The sector is now competing with industry-leading players such as Brazil, the US, and the European (Union Hassall & Associates Australia 2006). Although the sector may be doing well at the present in terms of the world ranking, it has never escaped challenges. To put this discussion into perspective, the main concern of this essay is to analyze the Australian beef domestically and export market, assess the commodity characteristics, demand and supply elasticities, and market interdependence.

To contextualize the discussion the essay will also assess how institutional policies in the domestic and international affect beef trade. The beef sector is the leading agricultural business in Australia, and considered the second major beef exporter, after Brazil all the world (ABARES, 2006). All conditions and geographical factors of Australia encourage cattle rearing in a wide number of climates. Cattle production regarded as a key sector that covers an area estimated to be 200 million hectares (ABS, 2010).

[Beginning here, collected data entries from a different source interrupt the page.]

PR #2292, opened 2024-03-15
fix: remediate layout issues with forums/messages reply ui

wescopeland:
Modifies the reply UI for forums & messages to resolve some layout issues, especially on mobile.

**Before**
Screenshot 2024-03-15 at 5 35 30 PM

Screenshot 2024-03-15 at 5 35 21 PM

**After**
Screenshot 2024-03-15 at 5 34 13 PM

Screenshot 2024-03-15 at 5 34 25 PM

### DIFF
--- a/resources/views/components/base/button/submit.blade.php
+++ b/resources/views/components/base/button/submit.blade.php
@@ -4,7 +4,6 @@
     ]) }}
     :disabled="!isValid || isSending"
 >
-    {{ svg('fas-' . ($icon ?? 'paper-plane'), 'icon') }}
     <span x-show="isSending" x-cloak>{{ __('Sending...') }}</span>
     <span x-show="!isSending">{{ (string) $slot ?: __('Submit') }}</span>
 </button>
--- a/resources/views/components/base/form-actions.blade.php
+++ b/resources/views/components/base/form-actions.blade.php
@@ -10,7 +10,7 @@
         {{ $submitLabel }}
     </x-base.button.submit>
 
-    @if($hasRequiredFields)
+    @if ($hasRequiredFields)
         <div class="{{ $largeSubmit ? 'mt-2' : 'ml-3' }} whitespace-nowrap">
             * {{ __('Required') }}
         </div>
--- a/resources/views/components/base/form-field.blade.php
+++ b/resources/views/components/base/form-field.blade.php
@@ -4,6 +4,7 @@
     'id' => null,
     'inline' => false,
     'inputType' => null,
+    'isLabelVisible' => true,
     'label' => null,
     'name' => null,
     'required' => false,
@@ -14,13 +15,13 @@ $id = $id ?: 'input_' . Str::random();
 ?>
 
 <div class="{{ $inline ? 'lg:flex' : '' }}">
-    @if($inputType !== 'hidden' && $inputType !== 'checkbox')
-        <label for="{{ $id }}" class="block {{ $inline ? 'lg:w-36 lg:pr-3 lg:text-right lg:pt-1' : 'mb-1' }} {{ $name && $errors && $errors->has($name) ? 'text-danger' : '' }}">
+    @if ($inputType !== 'hidden' && $inputType !== 'checkbox')
+        <label for="{{ $id }}" class="block {{ $inline ? 'lg:w-36 lg:pr-3 lg:text-right lg:pt-1' : 'mb-1' }} {{ $name && $errors && $errors->has($name) ? 'text-danger' : '' }} {{ $isLabelVisible ? '' : 'sr-only' }}">
             {{ $label ?: __('validation.attributes.' . strtolower($name)) }} {{ $required && !$requiredSilent ? '*' : '' }}
         </label>
     @endif
     <div class="grow">
-        @if($icon)
+        @if ($icon)
             <div class="flex flex-row">
                 <div class="form-control-prepend flex items-center" aria-hidden="true">
                     {{ $icon ? svg('fas-' . $icon, 'icon') : '' }}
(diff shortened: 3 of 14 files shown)


resources/views/components/base/button/submit.blade.php
```diff
@@ -4,7 +4,6 @@
     ]) }}
     :disabled="!isValid || isSending"
 >
-    {{ svg('fas-' . ($icon ?? 'paper-plane'), 'icon') }}
```
wescopeland, line 7: Removed this icon for the time being. Maybe it makes sense to re-add an icon slot or something later. The icon was artificially increasing the button height.

resources/views/components/base/form/textarea.blade.php
```diff
@@ -79,18 +82,30 @@
...
+                @endif
+            </div>
+
+            @if ($formActions)
+                {{ $formActions }}
             @endif
         </div>
     </div>
-
-    <div id="post-preview-{{ $id }}"></div>
```
wescopeland, line 95: Moved this preview stuff out of the textarea component. I agree it's desirable to have it in one place, but not as part of the field or the form. This was causing some layout issues when the preview did appear in select areas of the UI.

resources/views/components/base/form-field.blade.php
```diff
@@ -4,6 +4,7 @@
     'id' => null,
     'inline' => false,
     'inputType' => null,
+    'isLabelVisible' => true,
```
wescopeland, line 7: There should always be a label for non-hidden form fields, but it's also desirable to be able to manipulate the visibility of the label. Setting this prop to `false` puts the label in `sr-only` mode.

luchaos (approved):

resources/views/components/base/form/textarea.blade.php
luchaos: Couldn't this be just the default and be externalized when needed?
It's mainly about the id for me - being forced to assign ids to form elements manually isn't the best DX, i usually try to avoid that as it's error prone.

resources/views/components/base/form-field.blade.php
luchaos: Do we have use-cases where we actually want to hide the labels?
The way it is written now the label _has_ to be visible because the inputs are not meant to be used without them. I'm still not fully convinced that we should allow for labels to be hidden like that.

resources/views/components/base/button/submit.blade.php
luchaos: Is it about the icon or the layout? I preferred the button with the icon.

resources/views/components/base/form-field.blade.php
luchaos: note that to me all the forms that ever should exist for users already exist and the all require labels. i'd like to have most of the dev/mod dropdowns to migrated out of the frontend eventually which reduces the need for custom form components.

luchaos: just realized that it's about the reply textarea label - i left that visible on purpose. hiding it like this makes sense if that's preferred 👍

resources/views/components/base/button/submit.blade.php
wescopeland: It's about the layout. I like the icon.

Moving the spinner to the button is a good idea, as the spinner itself also messes with the layout.

The problem is if you have a button with an icon and a button without an icon sitting next to each other, the button with the icon is taller because the icon is increasing its height. Here's a contrived example:

Screenshot 2024-03-16 at 8 45 51 AM

I've tried wrapping the icon in a span and using all sorts of classes like h-*, max-h-*, text-* to change its height, but the icon component appears to be resistant to these efforts.

resources/views/components/base/form/textarea.blade.php
wescopeland: Agreed, that sounds like a good compromise to me 👍 

These forum/message fields are unique in that their previews depend on being disjointed from the field (as they are themselves trying to simulate the layout of how the post will appear on the page). Other textareas probably won't need that unique requirement.

_textarea.blade.php_ updated with this recommendation in https://github.com/RetroAchievements/RAWeb/pull/2292/commits/d2da07c76d6fddc70f6f6ef532faae290f83589a.

resources/views/components/base/form-field.blade.php
wescopeland: Yep, you nailed it 👍 This all comes down to the reply textarea label, which uniquely makes sense not to be visible.

resources/views/components/base/button/submit.blade.php
luchaos: got it. so if i undrrstood correctly with a slot in a separate PR we could make it so all buttons have the same height regardless of whether an icon is displayed or not?

wescopeland: I think so. At a minimum, we'll need to track down what specifically is causing the icon to artificially increase the button height. For some reason, all the classnames I threw at it in an attempt to resolve the issue had no effect.

The nuclear option would be to explicitly tweak the button height itself, but that would definitely have a negative impact on the flexibility of the reusable component.

luchaos: yeah, makes sense. thanks for looking into it! let's address this in a separate step

resources/views/components/base/form-actions.blade.php
```diff
@@ -10,7 +10,7 @@
         {{ $submitLabel }}
     </x-base.button.submit>
 
-    @if($hasRequiredFields)
+    @if ($hasRequiredFields)
```
luchaos, line 13: Interesting, blade templates are mixed in the docs with spaces. i'm not used to those, is this a preset in a formatter?

wescopeland: Just me, force of habit 😅
Happy to revert to `@if(...condition)` if preferred. The docs do seem to favor a space between for `@if`, but not for other directives. I have to confess I don't understand the nuance.

https://laravel.com/docs/11.x/blade#if-statements

luchaos: Same, only now did I notice that the docs are not consistent in that regard.
Nevermind, let's keep it like this and address this with a linter for blade files as soon as a useful/working tool and preset come along.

In the last five years, beef prices have gradually decreased. Similarly, the lasting impacts of drought cases, that have raised the cost of rearing cattle and beef processing, have squeezed sector profit considerably. Favorable weather that returned in late 2010 meant a start of good times for the sector; however, revenue remained under strain as farmers concentrated on building herds. In the years through to 2013/14, sector profits are predicted to decline by an annualized 3.3 percent to attain $5.6 billion.